“There is no shame in remembering that pain, Lyros. It makes us fight harder.”
His green eyes slid toward her again. He gave a short sigh. “You’re right.”
“Both of us remember when we were truly alone, treated like castoffs by someone who should have nurtured us.”
“All my human parents did was birth me onto the streets and walk away. I’ve always thought I was better off never knowing them. You went through much worse with your sire.”
“Would you stop trying to be a stoic warrior for a moment? I know we can both recall the first time Hesperines made us feel like we mattered. I dare say you could tell me the exact night you stopped fighting for your own survival and started fighting out of love for them instead.”
He didn’t tell her, but she could feel it in his aura. A powerful memory of when he, young and vulnerable, had discovered his cause for the rest of eternity.
Cassia poked him in the arm. “I bet it was when Mak made those matching heart pendants when you two were sucklings.”
“It was not,” Lyros protested with indignation, dodging her next poke. But now he was laughing more and brooding less.
He caught her around her shoulders and gave her a squeeze. “You don’t have to play mind healer for me, Cassia. The theramancers already went through all of this with me when I was a suspicious little brat, unwilling to trust my Hesperine parents.”
“And prone to thieving their valuables to hide in a treasure stash in your room.”
Lyros flushed. “Lio told you that story?”
Cassia tried not to chuckle. “I’m impressed. You managed to snatch a small fortune before Timarete and Astrapas found out. You could have run away and become a very wealthy child-king of your own ring of thieves. But you didn’t. Because you loved your new parents already.”
“Of course I did. And like all angry sucklings, I eventually realized they love me, even if they don’t love all the worry I’ve caused them over the years.”
“That’s the only reason your parents offered you a way out of the battle arts,” Cassia said. “And the only reason Mak suggested you take it. They love you.”
“I know that.”
She nodded. “Of course you do. But it still hurt.”
“I’m not hurt. I’m offended.”
“It wasn’t an insult to your skills as a warrior.”
“It was an insult to my honor. I may be a failed artist and a derelict Steward, but I will not desert my Grace.”
“Lyros, it wasn’t failure that turned you into a Steward. The battle arts are your calling. We all know you belong in speires. Mak wasn’t questioning that.”
“I know that,” Lyros insisted.
She suspected he knew it but didn’t feel it. When Timarete and Astrapas had chosen him as their son, he had gained a family at last, only for his talents to be incompatible with their hopes for him. She knew from spending time around Lyros and his family that he still didn’t feel like he belonged in his own bloodline.
He hadn’t found his place as a Hesperine until he’d taken up the battle arts and become one of the few in Orthros’s history to join the Stand from outside Hippolyta’s family.
And now he felt as if the people he loved the most were telling him he didn’t belong there, either.
He was right—she was no mind healer who could talk him out of years of lies he told himself. Not when she was still so prone to lying to herself. But she was family, and she could listen and give him the gift of her new empathy.
He turned away, bracing his fists on the parapet again, hanging his head. “How could Mak imagine I would abandon him?”
His hurt filled the Blood Union, squeezing Cassia’s heart. “All I can tell you is what went through my mind when I told Lio tolet me get arrested without him. Nothing. I wasn’t thinking at all, Lyros. With my whole heart, I was feeling the need to protect him at any cost.”
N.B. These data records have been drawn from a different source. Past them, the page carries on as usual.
PR #272, opened 2024-06-12
Update ReleaseCreationInformation class to decode outpoints from receipt

nathanieliov:
## Description

- Update the ReleaseCreationInformation class to include one new properties, List<Coin> utxoOutpointValues. Get the pegoutTransactionCreatedSignatureTopic value from BridgeEvents.PEGOUT_TRANSACTION_CREATED.getEvent().encodeSignature().
- Initialize the utxoOutpointValues list to an empty list like this.outpointValues = Collections.emptyList();
- Add a new List<Coin> getUtxoOutpointValues() method.
- Add a new void decodeUtxoOutpointValues(TransactionReceipt transactionReceipt) method and save the outpoint values list in the utxoOutpointValues state variable in a Collections.unmodifiableList structure. Do a lazy loading when the getUtxoOutpointValues() method is called; if the list is null, call decodeUtxoOutpointValues.
- Add new tests for ReleaseCreationInformation class.
- Do some refactors to existing test cases of ReleaseCreationInformationGetterTest

## Motivation and Context

To add support to HSM segwit to the powpeg node

## How Has This Been Tested?

Unit tests

## Types of changes

## Checklist:
- [x] My change requires a change to the documentation.

### DIFF
--- a/src/main/java/co/rsk/federate/signing/hsm/message/ReleaseCreationInformation.java
+++ b/src/main/java/co/rsk/federate/signing/hsm/message/ReleaseCreationInformation.java
@@ -68,7 +68,6 @@ public class ReleaseCreationInformation {
             .map(LogInfo::getData)
             .map(this::decodePegoutTransactionEventData)
             .map(UtxoUtils::decodeOutpointValues)
-            .map(Collections::unmodifiableList)
             .orElse(Collections.emptyList());
     }
 
@@ -82,8 +81,7 @@ public class ReleaseCreationInformation {
 
     private byte[] decodePegoutTransactionEventData(byte[] pegoutCreatedTransactionEventData) {
         Function pegoutTransactionCreatedEvent = BridgeEvents.PEGOUT_TRANSACTION_CREATED.getEvent();
-        byte[] serializedOutpointValues = (byte[]) pegoutTransactionCreatedEvent.decodeEventData(pegoutCreatedTransactionEventData)[0];
-        return serializedOutpointValues;
+        return (byte[]) pegoutTransactionCreatedEvent.decodeEventData(pegoutCreatedTransactionEventData)[0];
     }
 
     public Block getPegoutCreationBlock() {
@@ -113,6 +111,6 @@ public class ReleaseCreationInformation {
     }
 
     public List<Coin> getUtxoOutpointValues() {
-        return utxoOutpointValues;
+        return Collections.unmodifiableList(utxoOutpointValues);
     }
 }
--- a/src/main/java/co/rsk/federate/signing/hsm/message/ReleaseCreationInformation.java
+++ b/src/main/java/co/rsk/federate/signing/hsm/message/ReleaseCreationInformation.java
@@ -14,6 +14,7 @@ import org.ethereum.core.TransactionReceipt;
 import org.ethereum.vm.LogInfo;
 
 public class ReleaseCreationInformation {
+
     private final Block pegoutCreationBlock;
     private final TransactionReceipt transactionReceipt;
     private final Keccak256 pegoutCreationRskTxHash;
@@ -22,11 +23,10 @@ public class ReleaseCreationInformation {
     private final List<Coin> utxoOutpointValues;
 
     /**
-     *
-     * @param pegoutCreationBlock                 The rsk block where pegout was created
-     * @param transactionReceipt    The rsk transaction receipt where pegout was created
-     * @param pegoutCreationRskTxHash      The rsk transaction hash where the pegout was created
-     * @param pegoutBtcTx        The BTC transaction to sign
+     * @param pegoutCreationBlock     The rsk block where pegout was created
+     * @param transactionReceipt      The rsk transaction receipt where pegout was created
+     * @param pegoutCreationRskTxHash The rsk transaction hash where the pegout was created
+     * @param pegoutBtcTx             The BTC transaction to sign
      **/
     public ReleaseCreationInformation(
         Block pegoutCreationBlock,
@@ -34,16 +34,17 @@ public class ReleaseCreationInformation {
         Keccak256 pegoutCreationRskTxHash,
         BtcTransaction pegoutBtcTx
     ) {
-        this(pegoutCreationBlock, transactionReceipt, pegoutCreationRskTxHash, pegoutBtcTx, pegoutCreationRskTxHash);
+        this(pegoutCreationBlock, transactionReceipt, pegoutCreationRskTxHash, pegoutBtcTx,
+            pegoutCreationRskTxHash);
     }
 
     /**
-     *
-     * @param pegoutCreationBlock                 The rsk block where the pegout was created
-     * @param transactionReceipt    The rsk transaction receipt where the pegout was created
-     * @param pegoutCreationRskTxHash      The rsk transaction hash where the pegout was created
-     * @param pegoutBtcTx        The BTC transaction to sign
-     * @param pegoutConfirmationRskTxHash  The rsk transaction hash where the pegout was confirmed to be signed
+     * @param pegoutCreationBlock         The rsk block where the pegout was created
+     * @param transactionReceipt          The rsk transaction receipt where the pegout was created
+     * @param pegoutCreationRskTxHash     The rsk transaction hash where the pegout was created
+     * @param pegoutBtcTx                 The BTC transaction to sign
+     * @param pegoutConfirmationRskTxHash The rsk transaction hash where the pegout was confirmed to
+     *                                    be signed
      **/
     public ReleaseCreationInformation(
         Block pegoutCreationBlock,
@@ -58,7 +59,7 @@ public class ReleaseCreationInformation {
         this.pegoutBtcTx = pegoutBtcTx;
         this.pegoutConfirmationRskTxHash = pegoutConfirmationRskTxHash;
 
-        this.utxoOutpointValues = this.decodeUtxoOutpointValues(transactionReceipt);
+        this.utxoOutpointValues = decodeUtxoOutpointValues(transactionReceipt);
     }
 
     private List<Coin> decodeUtxoOutpointValues(TransactionReceipt transactionReceipt) {
@@ -81,7 +82,8 @@ public class ReleaseCreationInformation {
 
     private byte[] decodePegoutTransactionEventData(byte[] pegoutCreatedTransactionEventData) {
         Function pegoutTransactionCreatedEvent = BridgeEvents.PEGOUT_TRANSACTION_CREATED.getEvent();
-        return (byte[]) pegoutTransactionCreatedEvent.decodeEventData(pegoutCreatedTransactionEventData)[0];
+        return (byte[]) pegoutTransactionCreatedEvent.decodeEventData(
+            pegoutCreatedTransactionEventData)[0];
     }
 
     public Block getPegoutCreationBlock() {
--- a/src/main/java/co/rsk/federate/signing/hsm/message/ReleaseCreationInformation.java
+++ b/src/main/java/co/rsk/federate/signing/hsm/message/ReleaseCreationInformation.java
@@ -8,7 +8,6 @@ import co.rsk.peg.bitcoin.UtxoUtils;
 import java.util.Arrays;
 import java.util.Collections;
 import java.util.List;
-import java.util.Optional;
 import org.ethereum.core.Block;
 import org.ethereum.core.CallTransaction.Function;
 import org.ethereum.core.TransactionReceipt;
@@ -20,7 +19,7 @@ public class ReleaseCreationInformation {
     private final Keccak256 pegoutCreationRskTxHash;
     private final BtcTransaction pegoutBtcTx;
     private final Keccak256 pegoutConfirmationRskTxHash;
-    private List<Coin> utxoOutpointValues = Collections.emptyList();
+    private final List<Coin> utxoOutpointValues;
 
     /**
      *
@@ -59,28 +58,32 @@ public class ReleaseCreationInformation {
         this.pegoutBtcTx = pegoutBtcTx;
         this.pegoutConfirmationRskTxHash = pegoutConfirmationRskTxHash;
 
-        this.decodeUtxoOutpointValues(transactionReceipt);
+        this.utxoOutpointValues = this.decodeUtxoOutpointValues(transactionReceipt);
     }
 
-    private void decodeUtxoOutpointValues(TransactionReceipt transactionReceipt) {
-        List<LogInfo> logs =  transactionReceipt.getLogInfoList();
+    private List<Coin> decodeUtxoOutpointValues(TransactionReceipt transactionReceipt) {
+        return transactionReceipt.getLogInfoList().stream()
+            .filter(this::isPegoutTransactionCreatedLog)
+            .findFirst()
+            .map(LogInfo::getData)
+            .map(this::decodePegoutTransactionEventData)
+            .map(UtxoUtils::decodeOutpointValues)
+            .map(Collections::unmodifiableList)
+            .orElse(Collections.emptyList());
+    }
 
+    private boolean isPegoutTransactionCreatedLog(LogInfo log) {
         Function pegoutTransactionCreatedEvent = BridgeEvents.PEGOUT_TRANSACTION_CREATED.getEvent();
         final byte[] pegoutTransactionCreatedSignatureTopic = pegoutTransactionCreatedEvent.encodeSignatureLong();
 
-        Optional<LogInfo> pegoutTransactionCreatedLog = logs.stream().filter((log ->
-            !log.getTopics().isEmpty() && Arrays.equals(log.getTopics().get(0).getData(),
-                pegoutTransactionCreatedSignatureTopic)
-        )).findFirst();
+        return !log.getTopics().isEmpty() && Arrays.equals(log.getTopics().get(0).getData(),
+            pegoutTransactionCreatedSignatureTopic);
+    }
 
-        if(!pegoutTransactionCreatedLog.isPresent()) {
-            return;
-        }
-
-        byte[] pegoutCreatedTransactionEventData = pegoutTransactionCreatedLog.get().getData();
+    private byte[] decodePegoutTransactionEventData(byte[] pegoutCreatedTransactionEventData) {
+        Function pegoutTransactionCreatedEvent = BridgeEvents.PEGOUT_TRANSACTION_CREATED.getEvent();
         byte[] serializedOutpointValues = (byte[]) pegoutTransactionCreatedEvent.decodeEventData(pegoutCreatedTransactionEventData)[0];
-
-        this.utxoOutpointValues = Collections.unmodifiableList(UtxoUtils.decodeOutpointValues(serializedOutpointValues));
+        return serializedOutpointValues;
     }
 
     public Block getPegoutCreationBlock() {
--- a/src/main/java/co/rsk/federate/signing/hsm/message/ReleaseCreationInformation.java
+++ b/src/main/java/co/rsk/federate/signing/hsm/message/ReleaseCreationInformation.java
@@ -59,10 +59,10 @@ public class ReleaseCreationInformation {
         this.pegoutBtcTx = pegoutBtcTx;
         this.pegoutConfirmationRskTxHash = pegoutConfirmationRskTxHash;
 
-        this.utxoOutpointValues = decodeUtxoOutpointValues(transactionReceipt);
+        this.utxoOutpointValues = decodeUtxoOutpointValues();
     }
 
-    private List<Coin> decodeUtxoOutpointValues(TransactionReceipt transactionReceipt) {
+    private List<Coin> decodeUtxoOutpointValues() {
         return transactionReceipt.getLogInfoList().stream()
             .filter(this::isPegoutTransactionCreatedLog)
             .findFirst()
--- a/src/main/java/co/rsk/federate/signing/hsm/message/ReleaseCreationInformation.java
+++ b/src/main/java/co/rsk/federate/signing/hsm/message/ReleaseCreationInformation.java
@@ -1,9 +1,18 @@
 package co.rsk.federate.signing.hsm.message;
 
 import co.rsk.bitcoinj.core.BtcTransaction;
+import co.rsk.bitcoinj.core.Coin;
 import co.rsk.crypto.Keccak256;
+import co.rsk.peg.BridgeEvents;
+import co.rsk.peg.bitcoin.UtxoUtils;
+import java.util.Arrays;
+import java.util.Collections;
+import java.util.List;
+import java.util.Optional;
 import org.ethereum.core.Block;
+import org.ethereum.core.CallTransaction.Function;
 import org.ethereum.core.TransactionReceipt;
+import org.ethereum.vm.LogInfo;
 
 public class ReleaseCreationInformation {
     private final Block pegoutCreationBlock;
@@ -11,6 +20,7 @@ public class ReleaseCreationInformation {
     private final Keccak256 pegoutCreationRskTxHash;
     private final BtcTransaction pegoutBtcTx;
     private final Keccak256 pegoutConfirmationRskTxHash;
+    private List<Coin> utxoOutpointValues = Collections.emptyList();
 
     /**
      *
@@ -48,6 +58,29 @@ public class ReleaseCreationInformation {
         this.pegoutCreationRskTxHash = pegoutCreationRskTxHash;
         this.pegoutBtcTx = pegoutBtcTx;
         this.pegoutConfirmationRskTxHash = pegoutConfirmationRskTxHash;
+
+        this.decodeUtxoOutpointValues(transactionReceipt);
+    }
+
+    private void decodeUtxoOutpointValues(TransactionReceipt transactionReceipt) {
+        List<LogInfo> logs =  transactionReceipt.getLogInfoList();
+
+        Function pegoutTransactionCreatedEvent = BridgeEvents.PEGOUT_TRANSACTION_CREATED.getEvent();
+        final byte[] pegoutTransactionCreatedSignatureTopic = pegoutTransactionCreatedEvent.encodeSignatureLong();
+
+        Optional<LogInfo> pegoutTransactionCreatedLog = logs.stream().filter((log ->
+            !log.getTopics().isEmpty() && Arrays.equals(log.getTopics().get(0).getData(),
+                pegoutTransactionCreatedSignatureTopic)
+        )).findFirst();
+
+        if(!pegoutTransactionCreatedLog.isPresent()) {
+            return;
+        }
+
+        byte[] pegoutCreatedTransactionEventData = pegoutTransactionCreatedLog.get().getData();
+        byte[] serializedOutpointValues = (byte[]) pegoutTransactionCreatedEvent.decodeEventData(pegoutCreatedTransactionEventData)[0];
+
+        this.utxoOutpointValues = Collections.unmodifiableList(UtxoUtils.decodeOutpointValues(serializedOutpointValues));
     }
 
     public Block getPegoutCreationBlock() {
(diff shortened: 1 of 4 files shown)


src/main/java/co/rsk/federate/signing/hsm/message/ReleaseCreationInformation.java
```diff
@@ -48,6 +58,29 @@ public ReleaseCreationInformation(
         this.pegoutCreationRskTxHash = pegoutCreationRskTxHash;
         this.pegoutBtcTx = pegoutBtcTx;
         this.pegoutConfirmationRskTxHash = pegoutConfirmationRskTxHash;
+
+        this.decodeUtxoOutpointValues(transactionReceipt);
+    }
+
+    private void decodeUtxoOutpointValues(TransactionReceipt transactionReceipt) {
```
apancorb, line 65: What about making this method return `utxoOutpointValues` so we are not setting instance variables as side effects. Something like:

```suggestion
        this.utxoOupointValues = decodeUtxoOutpointValues(transactionReceipt);
    }

    private List<Coin> decodeUtxoOutpointValues(TransactionReceipt transactionReceipt) {
```

src/main/java/co/rsk/federate/signing/hsm/message/ReleaseCreationInformation.java
```diff
@@ -1,16 +1,26 @@
...
 import org.ethereum.core.TransactionReceipt;
+import org.ethereum.vm.LogInfo;
 
 public class ReleaseCreationInformation {
     private final Block pegoutCreationBlock;
     private final TransactionReceipt transactionReceipt;
     private final Keccak256 pegoutCreationRskTxHash;
     private final BtcTransaction pegoutBtcTx;
     private final Keccak256 pegoutConfirmationRskTxHash;
+    private List<Coin> utxoOutpointValues = Collections.emptyList();
```
apancorb, line 23: This can be made `final` if adopted what I proposed before

src/main/java/co/rsk/federate/signing/hsm/message/ReleaseCreationInformation.java
```diff
@@ -48,6 +58,29 @@ public ReleaseCreationInformation(
...
+
+        Function pegoutTransactionCreatedEvent = BridgeEvents.PEGOUT_TRANSACTION_CREATED.getEvent();
+        final byte[] pegoutTransactionCreatedSignatureTopic = pegoutTransactionCreatedEvent.encodeSignatureLong();
+
+        Optional<LogInfo> pegoutTransactionCreatedLog = logs.stream().filter((log ->
+            !log.getTopics().isEmpty() && Arrays.equals(log.getTopics().get(0).getData(),
+                pegoutTransactionCreatedSignatureTopic)
+        )).findFirst();
+
+        if(!pegoutTransactionCreatedLog.isPresent()) {
```
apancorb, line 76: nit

He narrowed his eyes at her. “And here I thought you were being strategic.”
“Well, ensuring you and Lio went free did prove to be a good plan, but my point still stands. I’ll be the first to admit it’s difficult to be rational when the protective Grace instincts come over you. Mak wasn’t thinking either, I suspect. Only feeling. Even though he should have thought before he spoke.”
“Yes. He should have.” Lyros grimaced. “But I…could have taken it as he intended it.”